Collected data entries:

───

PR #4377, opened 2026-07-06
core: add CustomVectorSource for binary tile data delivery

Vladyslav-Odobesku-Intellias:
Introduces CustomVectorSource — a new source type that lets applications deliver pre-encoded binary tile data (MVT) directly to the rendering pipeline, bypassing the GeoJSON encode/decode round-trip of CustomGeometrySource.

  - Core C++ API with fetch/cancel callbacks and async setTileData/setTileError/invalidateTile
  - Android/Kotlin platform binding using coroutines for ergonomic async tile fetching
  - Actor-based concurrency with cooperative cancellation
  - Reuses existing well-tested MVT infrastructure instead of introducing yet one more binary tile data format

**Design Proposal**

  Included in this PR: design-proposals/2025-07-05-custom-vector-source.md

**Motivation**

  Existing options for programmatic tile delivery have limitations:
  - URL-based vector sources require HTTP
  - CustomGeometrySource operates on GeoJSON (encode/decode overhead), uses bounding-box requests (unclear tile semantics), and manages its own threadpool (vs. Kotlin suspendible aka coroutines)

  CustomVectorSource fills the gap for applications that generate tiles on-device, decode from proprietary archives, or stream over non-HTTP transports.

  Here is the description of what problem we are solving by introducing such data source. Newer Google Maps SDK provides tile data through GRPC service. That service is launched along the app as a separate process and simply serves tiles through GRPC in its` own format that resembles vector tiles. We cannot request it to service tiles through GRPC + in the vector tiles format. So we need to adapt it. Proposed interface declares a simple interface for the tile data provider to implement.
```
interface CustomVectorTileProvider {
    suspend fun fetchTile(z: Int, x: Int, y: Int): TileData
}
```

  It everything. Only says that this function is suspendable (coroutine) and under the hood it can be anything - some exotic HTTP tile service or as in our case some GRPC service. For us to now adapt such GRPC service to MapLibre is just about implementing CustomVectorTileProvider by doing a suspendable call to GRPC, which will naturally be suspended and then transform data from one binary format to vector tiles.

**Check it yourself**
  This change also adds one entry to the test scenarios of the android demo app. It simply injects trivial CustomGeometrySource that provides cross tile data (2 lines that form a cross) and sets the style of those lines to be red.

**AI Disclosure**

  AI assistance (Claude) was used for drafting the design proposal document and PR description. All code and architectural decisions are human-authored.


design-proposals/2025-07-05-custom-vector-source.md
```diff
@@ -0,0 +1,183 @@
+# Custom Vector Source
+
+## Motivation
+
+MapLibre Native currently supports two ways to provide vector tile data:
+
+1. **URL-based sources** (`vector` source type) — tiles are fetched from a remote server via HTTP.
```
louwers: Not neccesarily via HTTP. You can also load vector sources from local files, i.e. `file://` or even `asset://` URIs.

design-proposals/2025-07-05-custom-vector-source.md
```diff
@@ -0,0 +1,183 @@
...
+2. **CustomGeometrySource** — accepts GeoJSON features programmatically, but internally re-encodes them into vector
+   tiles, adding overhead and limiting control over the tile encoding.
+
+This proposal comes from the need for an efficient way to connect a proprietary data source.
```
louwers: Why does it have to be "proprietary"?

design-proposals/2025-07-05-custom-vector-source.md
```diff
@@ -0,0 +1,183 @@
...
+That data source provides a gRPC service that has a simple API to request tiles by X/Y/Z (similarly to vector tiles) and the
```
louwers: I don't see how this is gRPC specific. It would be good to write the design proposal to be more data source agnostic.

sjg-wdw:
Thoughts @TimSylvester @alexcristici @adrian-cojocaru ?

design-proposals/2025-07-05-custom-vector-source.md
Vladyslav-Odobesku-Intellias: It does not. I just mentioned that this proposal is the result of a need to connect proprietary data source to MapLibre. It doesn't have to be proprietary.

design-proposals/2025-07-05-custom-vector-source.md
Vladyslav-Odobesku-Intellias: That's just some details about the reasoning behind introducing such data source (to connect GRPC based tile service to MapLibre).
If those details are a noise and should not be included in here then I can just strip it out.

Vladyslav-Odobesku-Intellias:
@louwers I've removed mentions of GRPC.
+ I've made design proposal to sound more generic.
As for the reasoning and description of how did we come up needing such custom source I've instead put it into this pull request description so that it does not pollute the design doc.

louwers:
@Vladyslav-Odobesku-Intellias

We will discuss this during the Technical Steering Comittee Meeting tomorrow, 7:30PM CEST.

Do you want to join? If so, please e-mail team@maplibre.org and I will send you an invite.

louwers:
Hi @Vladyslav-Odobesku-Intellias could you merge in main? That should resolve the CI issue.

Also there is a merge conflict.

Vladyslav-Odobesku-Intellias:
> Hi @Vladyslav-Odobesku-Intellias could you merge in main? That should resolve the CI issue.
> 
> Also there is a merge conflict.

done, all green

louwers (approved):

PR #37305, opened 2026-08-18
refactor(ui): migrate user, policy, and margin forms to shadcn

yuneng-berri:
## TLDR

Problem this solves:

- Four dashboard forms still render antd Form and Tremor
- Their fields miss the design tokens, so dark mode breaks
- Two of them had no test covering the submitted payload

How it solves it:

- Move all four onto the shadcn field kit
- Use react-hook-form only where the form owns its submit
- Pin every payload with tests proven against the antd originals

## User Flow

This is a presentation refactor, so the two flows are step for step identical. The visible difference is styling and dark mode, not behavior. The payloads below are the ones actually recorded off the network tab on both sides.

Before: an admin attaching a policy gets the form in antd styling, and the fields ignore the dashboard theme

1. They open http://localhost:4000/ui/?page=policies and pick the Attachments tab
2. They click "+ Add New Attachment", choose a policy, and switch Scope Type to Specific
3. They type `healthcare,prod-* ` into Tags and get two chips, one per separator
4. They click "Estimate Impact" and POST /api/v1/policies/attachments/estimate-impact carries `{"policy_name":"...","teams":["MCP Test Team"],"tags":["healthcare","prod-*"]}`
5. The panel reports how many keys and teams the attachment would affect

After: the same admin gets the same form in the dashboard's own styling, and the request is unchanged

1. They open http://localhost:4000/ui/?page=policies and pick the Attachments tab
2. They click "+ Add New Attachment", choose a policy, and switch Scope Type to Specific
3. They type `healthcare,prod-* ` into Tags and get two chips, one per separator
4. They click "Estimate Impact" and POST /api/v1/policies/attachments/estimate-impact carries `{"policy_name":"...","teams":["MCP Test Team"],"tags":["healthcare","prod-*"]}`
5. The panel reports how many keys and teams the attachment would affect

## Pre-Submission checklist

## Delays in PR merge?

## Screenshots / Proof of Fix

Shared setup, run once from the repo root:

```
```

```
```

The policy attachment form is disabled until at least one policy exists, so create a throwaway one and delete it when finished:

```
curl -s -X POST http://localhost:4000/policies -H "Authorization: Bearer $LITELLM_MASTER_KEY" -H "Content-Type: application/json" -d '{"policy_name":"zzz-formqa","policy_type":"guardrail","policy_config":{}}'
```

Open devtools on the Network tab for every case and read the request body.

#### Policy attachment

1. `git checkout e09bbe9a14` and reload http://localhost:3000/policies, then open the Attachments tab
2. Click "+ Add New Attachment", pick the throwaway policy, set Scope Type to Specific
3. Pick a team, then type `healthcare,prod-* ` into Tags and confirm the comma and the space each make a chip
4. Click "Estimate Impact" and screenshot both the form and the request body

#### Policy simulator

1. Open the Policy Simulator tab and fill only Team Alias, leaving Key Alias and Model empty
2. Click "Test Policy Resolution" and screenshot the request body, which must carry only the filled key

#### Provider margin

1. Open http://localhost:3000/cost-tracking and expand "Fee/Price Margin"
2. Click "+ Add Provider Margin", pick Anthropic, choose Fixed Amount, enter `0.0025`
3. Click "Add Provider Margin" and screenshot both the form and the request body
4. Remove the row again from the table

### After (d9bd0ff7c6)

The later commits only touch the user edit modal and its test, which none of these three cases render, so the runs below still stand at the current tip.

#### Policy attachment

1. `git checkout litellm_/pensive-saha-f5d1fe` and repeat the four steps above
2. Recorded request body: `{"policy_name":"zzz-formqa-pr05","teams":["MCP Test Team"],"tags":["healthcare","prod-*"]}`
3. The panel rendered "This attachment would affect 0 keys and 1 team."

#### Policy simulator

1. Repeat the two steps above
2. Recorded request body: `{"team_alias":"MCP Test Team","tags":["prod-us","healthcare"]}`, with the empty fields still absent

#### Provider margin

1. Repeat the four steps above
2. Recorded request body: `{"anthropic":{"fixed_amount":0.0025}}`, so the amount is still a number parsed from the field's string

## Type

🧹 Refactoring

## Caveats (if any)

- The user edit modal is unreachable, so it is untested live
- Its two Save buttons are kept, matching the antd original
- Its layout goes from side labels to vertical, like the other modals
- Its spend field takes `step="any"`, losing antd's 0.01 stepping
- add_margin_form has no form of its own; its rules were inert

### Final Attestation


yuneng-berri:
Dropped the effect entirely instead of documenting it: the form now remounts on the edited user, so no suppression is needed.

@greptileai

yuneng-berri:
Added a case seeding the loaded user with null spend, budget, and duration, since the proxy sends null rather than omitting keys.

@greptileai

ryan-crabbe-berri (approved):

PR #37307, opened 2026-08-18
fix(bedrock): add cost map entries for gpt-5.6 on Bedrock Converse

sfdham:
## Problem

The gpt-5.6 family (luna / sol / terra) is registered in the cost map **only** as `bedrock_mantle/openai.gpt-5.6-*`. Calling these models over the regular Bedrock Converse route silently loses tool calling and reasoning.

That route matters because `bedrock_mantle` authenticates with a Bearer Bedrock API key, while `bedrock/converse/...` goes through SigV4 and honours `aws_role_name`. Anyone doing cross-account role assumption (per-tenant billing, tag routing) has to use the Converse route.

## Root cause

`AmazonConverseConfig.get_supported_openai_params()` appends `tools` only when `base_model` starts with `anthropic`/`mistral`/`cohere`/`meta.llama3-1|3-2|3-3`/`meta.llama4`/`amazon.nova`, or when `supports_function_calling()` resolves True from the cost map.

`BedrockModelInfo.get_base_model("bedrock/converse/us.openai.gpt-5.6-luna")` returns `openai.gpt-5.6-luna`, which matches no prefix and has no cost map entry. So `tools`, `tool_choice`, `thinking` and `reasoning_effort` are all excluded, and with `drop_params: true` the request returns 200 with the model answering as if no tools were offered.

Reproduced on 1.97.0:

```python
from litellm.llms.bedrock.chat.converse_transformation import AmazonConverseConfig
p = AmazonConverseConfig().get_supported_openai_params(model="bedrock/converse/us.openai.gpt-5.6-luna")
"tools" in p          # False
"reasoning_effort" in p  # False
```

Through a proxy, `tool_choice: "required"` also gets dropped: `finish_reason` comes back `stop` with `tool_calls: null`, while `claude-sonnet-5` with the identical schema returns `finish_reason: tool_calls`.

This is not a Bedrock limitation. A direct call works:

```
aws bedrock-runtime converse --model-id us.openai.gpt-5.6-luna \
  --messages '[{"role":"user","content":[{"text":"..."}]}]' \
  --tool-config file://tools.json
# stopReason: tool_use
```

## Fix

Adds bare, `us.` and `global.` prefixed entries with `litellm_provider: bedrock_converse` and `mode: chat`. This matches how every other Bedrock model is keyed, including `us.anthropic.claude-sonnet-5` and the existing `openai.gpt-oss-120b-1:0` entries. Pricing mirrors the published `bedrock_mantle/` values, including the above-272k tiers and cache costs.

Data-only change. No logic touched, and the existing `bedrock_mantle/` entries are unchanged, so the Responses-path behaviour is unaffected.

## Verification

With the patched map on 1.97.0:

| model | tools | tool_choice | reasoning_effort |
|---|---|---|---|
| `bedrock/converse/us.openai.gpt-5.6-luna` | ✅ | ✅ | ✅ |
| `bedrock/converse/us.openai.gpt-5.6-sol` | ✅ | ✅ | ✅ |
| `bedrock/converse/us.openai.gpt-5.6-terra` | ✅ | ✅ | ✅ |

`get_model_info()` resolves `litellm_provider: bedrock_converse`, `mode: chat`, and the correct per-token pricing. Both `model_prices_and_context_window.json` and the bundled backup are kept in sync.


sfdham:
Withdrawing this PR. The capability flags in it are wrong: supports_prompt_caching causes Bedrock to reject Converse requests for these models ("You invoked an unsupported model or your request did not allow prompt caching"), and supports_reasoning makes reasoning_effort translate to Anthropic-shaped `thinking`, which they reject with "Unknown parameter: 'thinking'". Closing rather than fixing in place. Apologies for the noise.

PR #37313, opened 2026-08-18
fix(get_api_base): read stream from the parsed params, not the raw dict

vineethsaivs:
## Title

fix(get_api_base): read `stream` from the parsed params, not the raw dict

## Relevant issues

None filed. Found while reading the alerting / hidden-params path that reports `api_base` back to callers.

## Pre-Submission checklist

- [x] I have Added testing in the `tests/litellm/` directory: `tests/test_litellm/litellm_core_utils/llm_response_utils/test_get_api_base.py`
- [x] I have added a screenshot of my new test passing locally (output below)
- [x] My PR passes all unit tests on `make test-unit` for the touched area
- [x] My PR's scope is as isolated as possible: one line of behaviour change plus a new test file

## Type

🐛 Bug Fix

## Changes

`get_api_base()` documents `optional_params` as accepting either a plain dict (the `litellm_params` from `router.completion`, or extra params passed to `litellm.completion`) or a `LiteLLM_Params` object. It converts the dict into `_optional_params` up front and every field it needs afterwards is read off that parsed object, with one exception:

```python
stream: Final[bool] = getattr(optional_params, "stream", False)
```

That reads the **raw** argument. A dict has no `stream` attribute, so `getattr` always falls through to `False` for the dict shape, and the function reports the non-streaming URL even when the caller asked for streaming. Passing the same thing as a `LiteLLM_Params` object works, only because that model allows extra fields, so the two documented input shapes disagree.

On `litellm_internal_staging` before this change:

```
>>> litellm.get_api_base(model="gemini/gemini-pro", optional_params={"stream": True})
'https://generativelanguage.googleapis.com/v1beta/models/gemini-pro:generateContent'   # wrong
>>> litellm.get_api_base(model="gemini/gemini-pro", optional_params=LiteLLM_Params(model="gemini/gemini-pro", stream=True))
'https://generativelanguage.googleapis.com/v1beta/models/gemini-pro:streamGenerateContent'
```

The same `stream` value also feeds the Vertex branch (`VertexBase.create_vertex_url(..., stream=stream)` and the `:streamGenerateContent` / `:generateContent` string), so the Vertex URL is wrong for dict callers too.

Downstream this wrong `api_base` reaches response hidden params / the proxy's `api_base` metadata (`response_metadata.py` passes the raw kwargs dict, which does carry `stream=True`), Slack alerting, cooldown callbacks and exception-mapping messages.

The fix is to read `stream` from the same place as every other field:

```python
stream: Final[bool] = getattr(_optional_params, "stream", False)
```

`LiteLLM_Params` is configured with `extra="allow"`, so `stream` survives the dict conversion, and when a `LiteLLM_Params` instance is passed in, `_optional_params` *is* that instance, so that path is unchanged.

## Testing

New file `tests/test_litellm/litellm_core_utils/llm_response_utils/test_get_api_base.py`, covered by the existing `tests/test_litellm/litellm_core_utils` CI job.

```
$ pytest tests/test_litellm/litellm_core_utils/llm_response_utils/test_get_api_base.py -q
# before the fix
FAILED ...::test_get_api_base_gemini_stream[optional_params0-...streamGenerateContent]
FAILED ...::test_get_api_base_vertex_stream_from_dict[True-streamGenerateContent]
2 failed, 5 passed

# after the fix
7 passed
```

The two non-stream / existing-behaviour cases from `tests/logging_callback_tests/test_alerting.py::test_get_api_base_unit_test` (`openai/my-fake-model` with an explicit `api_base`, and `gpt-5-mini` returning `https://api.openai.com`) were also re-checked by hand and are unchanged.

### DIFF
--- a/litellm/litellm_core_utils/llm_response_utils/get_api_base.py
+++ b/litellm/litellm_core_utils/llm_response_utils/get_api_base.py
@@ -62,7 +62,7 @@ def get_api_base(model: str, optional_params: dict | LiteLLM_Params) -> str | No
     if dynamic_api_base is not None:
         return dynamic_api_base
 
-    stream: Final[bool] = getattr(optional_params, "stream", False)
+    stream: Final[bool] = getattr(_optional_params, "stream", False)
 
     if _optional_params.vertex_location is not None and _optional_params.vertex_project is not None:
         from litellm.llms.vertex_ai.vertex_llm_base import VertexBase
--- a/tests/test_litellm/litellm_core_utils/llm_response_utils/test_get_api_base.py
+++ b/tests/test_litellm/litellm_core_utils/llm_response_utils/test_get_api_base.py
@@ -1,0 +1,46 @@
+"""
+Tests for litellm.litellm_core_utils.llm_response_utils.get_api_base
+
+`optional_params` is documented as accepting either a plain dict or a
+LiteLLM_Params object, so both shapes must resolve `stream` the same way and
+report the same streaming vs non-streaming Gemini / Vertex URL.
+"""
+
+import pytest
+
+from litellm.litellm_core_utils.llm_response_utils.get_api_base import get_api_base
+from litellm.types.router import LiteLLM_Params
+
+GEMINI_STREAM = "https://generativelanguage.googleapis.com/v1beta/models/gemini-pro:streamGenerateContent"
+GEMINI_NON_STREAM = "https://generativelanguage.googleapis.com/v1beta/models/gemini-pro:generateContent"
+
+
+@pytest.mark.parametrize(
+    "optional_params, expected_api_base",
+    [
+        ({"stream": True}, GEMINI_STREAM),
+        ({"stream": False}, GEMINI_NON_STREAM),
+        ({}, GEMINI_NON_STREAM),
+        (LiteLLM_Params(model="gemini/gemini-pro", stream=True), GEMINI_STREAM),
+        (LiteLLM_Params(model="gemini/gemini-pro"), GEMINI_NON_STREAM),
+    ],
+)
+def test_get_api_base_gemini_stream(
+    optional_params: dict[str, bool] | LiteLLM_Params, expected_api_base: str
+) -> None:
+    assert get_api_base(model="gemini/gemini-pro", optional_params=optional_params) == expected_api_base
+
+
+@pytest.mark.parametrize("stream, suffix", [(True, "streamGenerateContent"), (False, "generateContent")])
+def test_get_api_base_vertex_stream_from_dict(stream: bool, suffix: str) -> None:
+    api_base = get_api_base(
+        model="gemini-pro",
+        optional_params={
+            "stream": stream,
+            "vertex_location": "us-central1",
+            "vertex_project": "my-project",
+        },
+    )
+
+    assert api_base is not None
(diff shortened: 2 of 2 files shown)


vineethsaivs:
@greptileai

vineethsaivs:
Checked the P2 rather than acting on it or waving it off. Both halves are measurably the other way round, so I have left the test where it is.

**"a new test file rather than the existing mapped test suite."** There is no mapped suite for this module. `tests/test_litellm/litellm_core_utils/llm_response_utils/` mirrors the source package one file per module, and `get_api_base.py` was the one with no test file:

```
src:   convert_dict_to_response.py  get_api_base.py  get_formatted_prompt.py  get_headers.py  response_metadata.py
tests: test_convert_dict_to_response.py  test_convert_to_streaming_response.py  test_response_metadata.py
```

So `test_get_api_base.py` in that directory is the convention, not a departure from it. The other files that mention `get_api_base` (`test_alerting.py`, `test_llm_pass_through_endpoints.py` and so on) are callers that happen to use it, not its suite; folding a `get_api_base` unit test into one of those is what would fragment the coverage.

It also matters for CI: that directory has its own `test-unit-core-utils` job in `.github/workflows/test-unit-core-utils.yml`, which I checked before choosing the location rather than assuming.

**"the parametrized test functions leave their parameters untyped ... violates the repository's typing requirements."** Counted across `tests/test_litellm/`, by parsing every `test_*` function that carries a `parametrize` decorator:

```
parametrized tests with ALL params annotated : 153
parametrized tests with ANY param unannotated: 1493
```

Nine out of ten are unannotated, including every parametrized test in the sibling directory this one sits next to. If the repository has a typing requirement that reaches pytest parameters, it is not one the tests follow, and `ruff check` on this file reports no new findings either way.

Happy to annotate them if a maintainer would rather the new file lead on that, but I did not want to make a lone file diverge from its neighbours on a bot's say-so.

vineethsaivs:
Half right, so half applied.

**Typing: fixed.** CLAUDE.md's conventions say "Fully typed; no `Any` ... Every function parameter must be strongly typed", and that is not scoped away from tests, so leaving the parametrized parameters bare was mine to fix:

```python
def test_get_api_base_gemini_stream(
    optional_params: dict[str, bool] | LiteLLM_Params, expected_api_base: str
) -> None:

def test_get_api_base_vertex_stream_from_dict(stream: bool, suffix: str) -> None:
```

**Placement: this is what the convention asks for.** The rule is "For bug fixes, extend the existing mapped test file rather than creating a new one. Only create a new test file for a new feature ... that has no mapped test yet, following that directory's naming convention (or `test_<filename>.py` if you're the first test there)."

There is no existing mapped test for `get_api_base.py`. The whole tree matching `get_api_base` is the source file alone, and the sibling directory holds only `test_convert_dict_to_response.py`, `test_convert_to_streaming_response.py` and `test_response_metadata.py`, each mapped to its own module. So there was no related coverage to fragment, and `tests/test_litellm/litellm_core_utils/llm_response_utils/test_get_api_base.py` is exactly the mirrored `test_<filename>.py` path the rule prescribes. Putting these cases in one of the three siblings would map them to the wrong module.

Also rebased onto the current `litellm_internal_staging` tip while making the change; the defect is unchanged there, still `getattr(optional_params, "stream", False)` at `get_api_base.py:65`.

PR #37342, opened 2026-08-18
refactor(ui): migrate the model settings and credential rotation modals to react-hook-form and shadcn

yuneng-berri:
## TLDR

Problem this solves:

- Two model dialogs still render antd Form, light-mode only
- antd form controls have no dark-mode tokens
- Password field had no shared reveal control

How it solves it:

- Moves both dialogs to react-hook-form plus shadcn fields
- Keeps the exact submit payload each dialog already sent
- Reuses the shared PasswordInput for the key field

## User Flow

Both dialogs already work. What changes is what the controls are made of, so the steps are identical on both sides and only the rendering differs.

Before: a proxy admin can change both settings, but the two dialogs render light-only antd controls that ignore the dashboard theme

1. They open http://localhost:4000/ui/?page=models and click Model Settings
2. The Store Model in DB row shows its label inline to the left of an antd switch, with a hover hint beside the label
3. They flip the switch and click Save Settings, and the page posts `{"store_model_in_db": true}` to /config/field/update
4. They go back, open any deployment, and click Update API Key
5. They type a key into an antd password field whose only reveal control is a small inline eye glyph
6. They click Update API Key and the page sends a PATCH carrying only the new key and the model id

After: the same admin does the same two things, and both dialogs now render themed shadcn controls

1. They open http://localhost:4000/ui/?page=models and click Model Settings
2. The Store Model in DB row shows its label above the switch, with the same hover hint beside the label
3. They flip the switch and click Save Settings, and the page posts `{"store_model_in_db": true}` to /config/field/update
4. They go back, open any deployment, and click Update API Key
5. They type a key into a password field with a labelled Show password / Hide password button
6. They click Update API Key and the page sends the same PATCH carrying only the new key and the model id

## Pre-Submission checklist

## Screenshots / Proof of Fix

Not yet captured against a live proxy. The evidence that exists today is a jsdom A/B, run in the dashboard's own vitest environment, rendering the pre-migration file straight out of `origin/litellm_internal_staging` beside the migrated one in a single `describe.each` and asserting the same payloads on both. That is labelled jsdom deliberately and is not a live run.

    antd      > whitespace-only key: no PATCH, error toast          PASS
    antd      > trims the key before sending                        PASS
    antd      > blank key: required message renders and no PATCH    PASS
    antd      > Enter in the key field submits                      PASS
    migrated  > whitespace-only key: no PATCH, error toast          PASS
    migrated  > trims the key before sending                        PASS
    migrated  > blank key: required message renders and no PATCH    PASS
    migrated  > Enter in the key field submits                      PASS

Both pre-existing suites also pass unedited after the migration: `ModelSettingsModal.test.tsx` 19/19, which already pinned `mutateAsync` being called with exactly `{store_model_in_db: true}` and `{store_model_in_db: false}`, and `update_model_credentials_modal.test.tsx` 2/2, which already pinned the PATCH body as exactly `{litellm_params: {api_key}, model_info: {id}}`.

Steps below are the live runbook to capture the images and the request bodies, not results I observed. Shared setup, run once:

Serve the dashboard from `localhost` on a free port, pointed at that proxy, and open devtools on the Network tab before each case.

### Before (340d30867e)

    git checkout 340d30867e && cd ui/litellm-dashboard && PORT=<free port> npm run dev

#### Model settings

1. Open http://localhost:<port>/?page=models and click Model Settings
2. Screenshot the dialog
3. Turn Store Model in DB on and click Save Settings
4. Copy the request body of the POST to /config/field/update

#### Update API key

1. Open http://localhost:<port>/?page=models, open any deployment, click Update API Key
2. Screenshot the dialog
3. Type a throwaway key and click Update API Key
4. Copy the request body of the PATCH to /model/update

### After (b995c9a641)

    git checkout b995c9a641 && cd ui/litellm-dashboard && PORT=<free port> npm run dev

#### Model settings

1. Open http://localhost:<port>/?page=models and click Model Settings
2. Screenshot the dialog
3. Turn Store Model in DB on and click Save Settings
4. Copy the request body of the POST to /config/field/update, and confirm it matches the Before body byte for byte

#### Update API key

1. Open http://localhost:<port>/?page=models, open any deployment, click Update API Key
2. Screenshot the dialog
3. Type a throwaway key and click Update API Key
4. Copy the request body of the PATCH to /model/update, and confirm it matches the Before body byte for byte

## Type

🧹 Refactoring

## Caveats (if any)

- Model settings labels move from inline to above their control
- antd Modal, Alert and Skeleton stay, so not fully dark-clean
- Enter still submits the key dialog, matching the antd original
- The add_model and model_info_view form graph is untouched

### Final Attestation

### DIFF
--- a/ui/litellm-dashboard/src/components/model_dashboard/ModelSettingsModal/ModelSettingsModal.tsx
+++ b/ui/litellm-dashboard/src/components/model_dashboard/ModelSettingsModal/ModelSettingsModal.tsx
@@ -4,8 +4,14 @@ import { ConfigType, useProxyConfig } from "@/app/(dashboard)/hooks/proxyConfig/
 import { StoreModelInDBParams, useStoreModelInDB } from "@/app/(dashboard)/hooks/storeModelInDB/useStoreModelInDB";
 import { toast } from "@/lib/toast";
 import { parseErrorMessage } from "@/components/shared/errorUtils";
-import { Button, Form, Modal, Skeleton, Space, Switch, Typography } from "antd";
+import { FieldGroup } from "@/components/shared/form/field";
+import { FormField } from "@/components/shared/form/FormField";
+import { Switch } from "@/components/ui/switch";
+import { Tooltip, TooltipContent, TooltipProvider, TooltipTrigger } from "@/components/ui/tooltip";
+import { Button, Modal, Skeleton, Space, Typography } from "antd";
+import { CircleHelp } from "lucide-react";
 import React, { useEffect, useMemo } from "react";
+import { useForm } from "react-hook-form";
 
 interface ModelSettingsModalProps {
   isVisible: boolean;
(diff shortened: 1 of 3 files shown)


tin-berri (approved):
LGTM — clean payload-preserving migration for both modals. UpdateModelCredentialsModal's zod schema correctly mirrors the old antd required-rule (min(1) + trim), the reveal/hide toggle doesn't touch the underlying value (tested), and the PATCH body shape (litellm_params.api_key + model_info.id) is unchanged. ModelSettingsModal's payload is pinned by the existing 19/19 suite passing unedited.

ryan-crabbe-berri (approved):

───

**TASK BRIEF:** Find all lines in the records that hold the word "files". Copy them.

**RESULT OF THIS EXERCISE:**
louwers: Not neccesarily via HTTP. You can also load vector sources from local files, i.e. `file://` or even `asset://` URIs.
(diff shortened: 2 of 2 files shown)
So `test_get_api_base.py` in that directory is the convention, not a departure from it. The other files that mention `get_api_base` (`test_alerting.py`, `test_llm_pass_through_endpoints.py` and so on) are callers that happen to use it, not its suite; folding a `get_api_base` unit test into one of those is what would fragment the coverage.
(diff shortened: 1 of 3 files shown)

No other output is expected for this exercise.